My application has a custom cache and I am trying to measure the hits vs misses. So here’s how I have MyApplicationWeb.Telemetry.metrics/0
:
def metrics() do
[
# a ton of default `summary`s that came out of the box,
last_value("vm.memory.total", unit: {:byte, :kilobyte}), # added for testing
counter("my_application.some_mod.cache.hit"),
counter("my_application.some_mod.cache.miss")
]
end
My application.ex
has my Telemetry module and TelemetryMetricsPrometheus
in the children
list for its Supervisor
:
children = [
MyApplicationWeb.Telemetry,
{TelemetryMetricsPrometheus, [metrics: MyApplicationWeb.Telemetry.metrics()]},
# Rest of children
]
And the code in the caching module:
def contains?(word) do
with term when term != nil <- Repo.get_by(Term, word: word) do
Logger.debug("cache hit")
:telemetry.execute([:my_application, :some_mod, :cache], %{hit: 1}, %{})
term.is_valid
else
nil ->
Logger.debug("cache miss")
is_valid? = Inclusive.contains?(word)
:telemetry.execute([:my_application, :some_mod, :cache], %{miss: 1}, %{})

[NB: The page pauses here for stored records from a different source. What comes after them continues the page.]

PR #24134, opened 2026-04-05
Clarify streamed embedding return types

waketzheng:
## Summary

- describe the two real `Model.embed()` return modes: an iterator for streaming and a list otherwise
- reuse the existing `Iterator` and `torch.Tensor` types without changing runtime behavior

Deleted: the broad overlapping type-hint series, predict overloads, coverage configuration, and unrelated tracker/model annotations.

## Validation

- `ruff format --check ultralytics/engine/model.py`
- `ruff check ultralytics/engine/model.py`
- `python -m compileall -q ultralytics/engine/model.py`
- runtime `typing.get_type_hints(Model.embed)` resolution


waketzheng:

UltralyticsAssistant:
👋 Hello @waketzheng, thank you for submitting a `ultralytics/ultralytics` 🚀 PR! This is an automated message to help with review readiness—an engineer will assist you shortly. Please review the checklist below to help ensure a smooth integration of your type hint refactor ✨

UltralyticsAssistant (commented):
## 🔍 PR Review

Mostly clean type-hint refactor, but the new `predict()` return type in `ultralytics/models/yolo/model.py` needs to be widened to match the existing streamed/CLI behavior; otherwise the rest of the changes look fine. ([github.com](https://github.com/ultralytics/ultralytics/blob/main/ultralytics/engine/predictor.py))

💬 Posted 1 inline comment

ultralytics/engine/model.py
```diff
@@ -25,6 +23,12 @@
     checks,
 )
 
+if TYPE_CHECKING:
```
UltralyticsAssistant: ⚠️ **HIGH**: Guarding `Generator`, `np`, and `Image` behind `TYPE_CHECKING` breaks this module at import time. Unlike `ultralytics/models/yolo/model.py`, this file does not use postponed annotation evaluation, so the overloads and the concrete `predict()` signature below still resolve these names immediately when the class is defined. That will raise `NameError` while importing `ultralytics.engine.model`. Keep these imports available at runtime or add `from __future__ import annotations` to this file.

pyproject.toml
```diff
@@ -159,6 +159,9 @@ norecursedirs = [".git", "dist", "build"]
 source = ["ultralytics/"]
 data_file = "tests/.coverage"
 omit = ["ultralytics/utils/callbacks/*"]
+exclude_also = [
```
UltralyticsAssistant: 💡 **MEDIUM**: `exclude_also` is a coverage *report* setting, but this block is being added alongside `source`, `data_file`, and `omit` in the run config. In this location Coverage won't apply the exclusion for `if TYPE_CHECKING:` blocks, and some versions may reject the unknown key entirely. Please move this stanza under `[tool.coverage.report]` instead.

UltralyticsAssistant (commented):
## 🔍 PR Review 2

The type-hint cleanup looks good overall, but there are two blocking issues to fix before merge: the new Coverage exclusion is added under the wrong section in `pyproject.toml`, and `ultralytics/engine/model.py` now hides annotation-only imports behind `TYPE_CHECKING` even though that module still evaluates annotations at import time.

💬 Posted 2 inline comments

ultralytics/engine/model.py
waketzheng: There is a `from __future__ import annotations` in Line 3 of this file!

UltralyticsAssistant (commented):
## 🔍 PR Review 3

The refactor looks clean overall, but both new `predict()` overload sets are currently too narrow for non-literal `bool` values and can regress type checking for existing callers. Aside from that overload gap, the changes look good.

💬 Posted 2 inline comments

UltralyticsAssistant (commented):
## 🔍 PR Review 4

Nice cleanup overall, and the runtime-affecting changes look safe. I only found a couple of type-hint correctness issues in the new overloads that will still trip static type checkers.

💬 Posted 3 inline comments

ultralytics/engine/model.py
```diff
@@ -25,6 +23,18 @@
...
```
UltralyticsAssistant: ❗ **CRITICAL**: `engine/model.py` does not use postponed evaluation of annotations, so moving `Self`, `Image`, `np`, and `Generator` under `if TYPE_CHECKING:` makes those names unavailable when the class body is executed. The new method signatures below reference them directly, which will raise `NameError` on import. Please keep these imports available at runtime or add `from __future__ import annotations` at the top of this module.

UltralyticsAssistant (commented):
## 🔍 PR Review 5

Mostly a clean type-hint refactor, but there is one blocking runtime issue: `ultralytics/engine/model.py` now hides annotation-only imports behind `TYPE_CHECKING` even though that module still evaluates annotations at runtime.

💬 Posted 1 inline comment

ultralytics/engine/model.py
waketzheng: @UltralyticsAssistant You make a mistake. `from __future__ import annotations` already in Line 3. I run the following command:
```
python -c "from ultralytics.engine.model import Model; print('Import successful')"
```
Which got output:
```
Import successful
```

ultralytics/engine/model.py
```diff
@@ -476,13 +487,53 @@ def embed(
...
-    ) -> list[Results]:
+    ) -> Generator[Results, None, None] | list[Results]: ...
+
+    def predict(
+        self,
+        source: str | Path | int | Image.Image | list | tuple | np.ndarray | torch.Tensor | None = None,
+        stream: bool = False,
+        predictor=None,
+        **kwargs: Any,
+    ) -> Generator[Results, None, None] | list[Results]:
```
UltralyticsAssistant: 💡 **MEDIUM**: `Model.predict()` can return `None` on the CLI code path (`predict_cli(...)`) rather than a `list`/`Generator`. This signature now hard-codes a narrower contract, so type checkers will miss a real runtime case and downstream overrides will inherit the mismatch. Please include `None` in the return type (and corresponding overloads), or otherwise narrow the annotation to the non-CLI path only.

ultralytics/models/yolo/model.py
```diff
@@ -356,7 +395,17 @@ def predict(
...
+
+    def predict(
+        self,
+        source=None,
+        stream: bool = False,
+        visual_prompts: dict[str, list] = {},
+        refer_image=None,
+        predictor=yolo.yoloe.YOLOEVPDetectPredictor,
+        **kwargs,
+    ) -> Generator[Results, None, None] | list[Results]:
```
UltralyticsAssistant: 💡 **MEDIUM**: This override has the same return-type mismatch as the base implementation: the prediction path can still return `None` in CLI mode, but the new annotation promises only `list[Results] | Generator[...]`. Keeping the override narrower than runtime behavior will produce incorrect type information for callers of `YOLO.predict()`.

UltralyticsAssistant (commented):
## 🔍 PR Review 6

Mostly a clean type-hinting refactor. The main issue is that the new `predict()` annotations in both the base model and YOLO override overstate the return contract by excluding the CLI `None` path.

💬 Posted 2 inline comments

ultralytics/engine/model.py
```diff
@@ -25,6 +22,20 @@
     checks,
 )
 
+if TYPE_CHECKING:
```
UltralyticsAssistant: ❗ **CRITICAL**: Moving `np`, `Image`, `Results`, `Generator`, and `Self` under `TYPE_CHECKING` breaks this module at import time. `ultralytics/engine/model.py` does not enable postponed evaluation of annotations, so the new method signatures still evaluate these names immediately when the class is defined. That means the first annotation that references one of them will raise `NameError`. Please keep these imports available at runtime or add postponed annotations for the file before using `TYPE_CHECKING` here.

UltralyticsAssistant (commented):
## 🔍 PR Review 7

Good cleanup overall, but there is one blocking issue: `ultralytics/engine/model.py` now hides annotation dependencies behind `TYPE_CHECKING` without postponed annotation evaluation, which will cause import-time failures. Fixing that should make the refactor safe.

💬 Posted 1 inline comment

ultralytics/engine/model.py
```diff
@@ -476,13 +486,86 @@ def embed(
             kwargs["embed"] = [len(self.model.model) - 2]  # embed second-to-last layer if no indices passed
         return self.predict(source, stream, **kwargs)
 
+    # Without explicitly passing `is_cli=False`, the result type can not be determined
```
UltralyticsAssistant: 💡 **MEDIUM**: This overload is broader than the ones below it and also provides defaults for every parameter, so calls such as `model.predict()` or `model.predict(source)` will match here first in type checkers. That means the later overloads never get a chance to narrow the return type to `list[Results]` or `Generator[Results, None, None]`, which defeats the main benefit of adding these overloads. Please move the catch-all `is_cli=None` overload after the specific ones, or make it non-defaulted.

ultralytics/models/yolo/model.py
```diff
@@ -22,6 +20,13 @@
 )
 from ultralytics.utils import ROOT, YAML
 
+if TYPE_CHECKING:
```
UltralyticsAssistant: 💡 **MEDIUM**: Importing `torch`, `Results`, and `Generator` only under `TYPE_CHECKING` makes these new annotations non-resolvable at runtime. Any code path that calls `typing.get_type_hints()` on `get_text_pe()`, `get_vocab()`, or `predict()` will now fail with `NameError`. For public APIs, it's safer to keep annotation dependencies runtime-importable if you want these hints to remain introspectable.

ultralytics/models/yolo/model.py
```diff
@@ -348,15 +353,82 @@ def val(
         self.metrics = validator.metrics
         return validator.metrics
 
+    @overload
```
UltralyticsAssistant: 💡 **MEDIUM**: Like the base `Model.predict()` overloads, this first overload is the most permissive and has defaults for all arguments, so it will be selected for ordinary calls like `model.predict()` before the more specific overloads below. That prevents the return type from narrowing in practice. Reordering the overloads so the specific `stream=True/False` cases come first will make the type hints actually useful.

UltralyticsAssistant (commented):
## 🔍 PR Review 8

Good cleanup overall, but there are two type-related regressions to address before merging: some annotations are no longer runtime-introspectable because their symbols only exist under `TYPE_CHECKING`, and the new `predict()` overload order is too broad-first to provide the intended return-type narrowing.

💬 Posted 4 inline comments

ultralytics/engine/model.py
```diff
@@ -476,13 +485,86 @@ def embed(
...
+    # `model.predict(source, True)/model.predict(source, stream=True)` hint this
+    @overload
     def predict(
         self,
-        source: str | Path | int | Image.Image | list | tuple | np.ndarray | torch.Tensor = None,
+        source: str | Path | int | Image.Image | list | tuple | np.ndarray | torch.Tensor | None,
+        stream: Literal[True],
+        predictor=None,
+        *,
+        is_cli: Literal[False],
```
UltralyticsAssistant: 💡 **MEDIUM**: These `is_cli: Literal[False]` overloads are currently requiring an explicit keyword argument, so common calls like `model.predict()` and `model.predict(source, stream=True)` won't match them and will fall through to the broad `is_cli=None` overload instead. That means the main typed call paths still get `list | Generator | None` rather than the narrower return type this change is trying to provide. Adding `= False` to the `Literal[False]` overloads fixes the resolution.

ultralytics/models/yolo/model.py
```diff
@@ -348,15 +351,82 @@ def val(
...
+    def predict(
+        self,
+        source,
+        stream: Literal[True],
+        visual_prompts: dict[str, list] = {},
+        refer_image=None,
+        predictor=yolo.yoloe.YOLOEVPDetectPredictor,
+        *,
+        is_cli: Literal[False],
```
UltralyticsAssistant: 💡 **MEDIUM**: The overload set here is no longer type-compatible with the base `Model.predict()`: it omits the `is_cli=True` case entirely, and the `Literal[False]` overloads also require an explicit keyword instead of matching the defaulted call sites. As written, `YOLO.predict(..., is_cli=True)` becomes a type error even though the implementation accepts it and forwards it to `super().predict()`. Please mirror the base overload set here.

ultralytics/engine/model.py
```diff
@@ -775,7 +857,7 @@ def train(
                 else:
                     LOGGER.warning(
                         f"model '{self.ckpt_path}' is not a resumable training checkpoint "
-                        f"(missing epoch/optimizer state). Use 'resume' only to continue incomplete training. "
+                        f"(missing epoch/optimizer state). Use 'resume' only to continue incomplete training."
```
UltralyticsAssistant: 📝 **LOW**: Removing the trailing space here causes the two adjacent f-strings to concatenate into `... incomplete training.Starting new training instead.` in the warning message.

**Suggested change:**
```suggestion
                        f"(missing epoch/optimizer state). Use 'resume' only to continue incomplete training. "
```

UltralyticsAssistant (commented):
## 🔍 PR Review 9

Mostly a clean typing-focused refactor, but the new `predict()` overloads still have a couple of correctness issues: the `is_cli=False` overloads don't match default call sites, and the YOLO override no longer covers the full base signature. There's also one minor log message regression from f-string concatenation.

💬 Posted 3 inline comments

ultralytics/engine/model.py
```diff
@@ -476,13 +485,97 @@ def embed(
...
+    # `model.predict(source, True)/model.predict(source, stream=True)` hint this
+    @overload
     def predict(
         self,
-        source: str | Path | int | Image.Image | list | tuple | np.ndarray | torch.Tensor = None,
+        source: str | Path | int | Image.Image | list | tuple | np.ndarray | torch.Tensor | None,
+        stream: Literal[True],
+        predictor=None,
+        *,
+        is_cli: Literal[False],
```
UltralyticsAssistant: 💡 **MEDIUM**: These `Literal[False]` overloads make `is_cli` a required keyword-only argument, so common calls like `model.predict(source)` or `model.predict(stream=True)` won't match the narrow overloads and will fall back to the broad `is_cli=None` union return instead. That defeats the main goal of improving return-type inference here. Giving the `False` overloads a default value fixes the narrowing for omitted `is_cli` calls.

**Suggested change:**
```suggestion
        is_cli: Literal[False] = False,
```

ultralytics/models/yolo/model.py
```diff
@@ -348,15 +351,108 @@ def val(
...
```
UltralyticsAssistant: 💡 **MEDIUM**: Same issue as in `Model.predict`: the overloads intended to describe the normal non-CLI path require `is_cli` to be passed explicitly. Calls like `yolo.predict(source)` will therefore miss these overloads and resolve to the wider union return type, so the new annotations won't provide the expected precision. The non-CLI overloads should default `is_cli` to `False`.

**Suggested change:**
```suggestion
        is_cli: Literal[False] = False,
```

UltralyticsAssistant (commented):
## 🔍 PR Review 10

The refactor looks clean overall and the runtime changes appear minimal, but the new `predict()` overloads in both `Model` and `YOLO` currently miss their main typing benefit: the non-CLI overloads require `is_cli` explicitly, so ordinary calls still infer the broad union return type. Fixing those defaults should make the PR deliver the intended type-hint improvements.

💬 Posted 2 inline comments

UltralyticsAssistant (commented):
## 🔍 PR Review 11

Good cleanup overall, but there are a couple of type-hint regressions to fix before merging: two new `TYPE_CHECKING`-only imports make the annotations unresolvable at runtime, and the `YOLO.predict()` overload with `is_cli=True` currently captures default calls and mis-types them as returning `None`.

💬 Posted 3 inline comments

UltralyticsAssistant (commented):
## 🔍 PR Review 12

Good cleanup overall, and the runtime `is_cli` plumbing looks consistent. The only issue I found is that the new `predict()` overloads in both model classes accidentally require `is_cli` for the precise non-CLI signatures, which defeats the intended return-type narrowing for common calls.

💬 Posted 2 inline comments

UltralyticsAssistant (commented):
## 🔍 PR Review 13

Mostly a clean type-hint refactor. The only issue I found is a runtime annotation regression in `ultralytics/engine/model.py`: the new `Self` return annotations are quoted even though postponed evaluation is already enabled.

💬 Posted 1 inline comment

UltralyticsAssistant (dismissed):
## 🔍 PR Review 14

Clean PR overall. The changes are mostly straightforward type-hint improvements, and the small behavior adjustments in `Model.predict()` and the `run_ray_tune()` call order look internally consistent with the updated signatures. I didn't find any clear bugs or regressions in the provided diff.

glenn-jocher:
Thanks for the PR and for signing the CLA — keeping this refactor tightly scoped to type-hint improvements makes it much easier to review.

waketzheng:
Thanks for the feedback. I tightened the PR scope further:

- Removed the newly added public `is_cli` parameter from `Model.predict()` and `YOLOE.predict()`.
- Removed the extra `predict()` overloads and related comments to keep the diff easier to review.
- Kept the return type as `Generator[Results, None, None] | list[Results] | None`, since the streaming path returns `stream_inference()`, which is a generator.

Pushed in commit `0aaa5295`.

UltralyticsAssistant (dismissed):
## 🔍 PR Review 15

Clean refactor overall. The touched changes look behavior-neutral, and I did not find any actionable correctness, performance, or maintainability issues in the diff.

glenn-jocher:
Thanks for tightening the scope. One remaining point: `None` only comes from the internal CLI branch in [`Model.predict()`](https://docs.ultralytics.com/reference/engine/model), so I’d avoid exposing that in the public return type; if you want to reflect `stream=True` vs `False`, `Literal`-based overloads are the cleaner option, otherwise keeping the annotation aligned with the docs is preferable.

UltralyticsAssistant (approved):
## 🔍 PR Review 16

The type-hint refactor looks clean. I did not find any genuine runtime, logic, or maintainability issues in the changed lines based on the diff provided.

waketzheng:
> Thanks for tightening the scope. One remaining point: `None` only comes from the internal CLI branch in [`Model.predict()`](https://docs.ultralytics.com/reference/engine/model), so I’d avoid exposing that in the public return type; if you want to reflect `stream=True` vs `False`, `Literal`-based overloads are the cleaner option, otherwise keeping the annotation aligned with the docs is preferable.


Thanks, agreed. I updated this to use `Literal`-based overloads for `stream=True`/`False` and removed `None` from the public return type, since that only comes from the internal CLI path.

glenn-jocher:
Thanks, that aligns with the public API in the [Model.predict() reference](https://docs.ultralytics.com/reference/engine/model) and keeps the CLI-only `None` path internal; if CI is green, this looks ready for another review pass.

glenn-jocher:
Thank you @waketzheng for the contribution! We tightened the branch to the distinct `Model.embed()` return contract, removing the broader overlapping type-hint series while preserving your useful API clarification. The final +2/-2 change passed the full CI matrix and is now merged. 🙏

add_to_cache(word, is_valid?)
is_valid?
end
end
I have tested this. The metrics seem to work in the Phoenix Live Dashboard as expected correctly, but when I hit the /metrics
endpoint provided by TelemetryMetricsPrometheus
the hit
and miss
counters always increment in lockstep. I can read the logs and verify there have been no cache hits, but hit will always go up at the same time as misses.
Have I configured these metrics correctly? Am I using :telemetry.execute
properly? I didn’t find the docs for these packages to be very clear, sadly.
Here are some examples of the graphs of my metrics in the dashboard:
at the same time if I scrape the /metrics
endpoint, it looks like the counters are being summed?
my_application_some_mod_cache_miss 8
my_application_some_mod_cache_hit 8
vm_memory_total 79445.464